Assignment: Please reproduce verbatim the lines below, from the first through the one with "shouldn't we also".

Raw data:
-=-=-=-=-

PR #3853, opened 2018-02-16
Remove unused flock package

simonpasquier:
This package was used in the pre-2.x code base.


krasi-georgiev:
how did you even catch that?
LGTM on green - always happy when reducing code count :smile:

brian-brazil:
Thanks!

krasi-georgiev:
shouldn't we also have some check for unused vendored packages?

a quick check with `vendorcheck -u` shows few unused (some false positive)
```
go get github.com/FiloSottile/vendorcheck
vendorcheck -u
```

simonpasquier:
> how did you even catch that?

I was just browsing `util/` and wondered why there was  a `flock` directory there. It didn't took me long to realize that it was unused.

-=-=-=-=-

Solution to this problem:
PR #3853, opened 2018-02-16
Remove unused flock package

simonpasquier:
This package was used in the pre-2.x code base.


krasi-georgiev:
how did you even catch that?
LGTM on green - always happy when reducing code count :smile:

brian-brazil:
Thanks!

krasi-georgiev:
shouldn't we also have some check for unused vendored packages?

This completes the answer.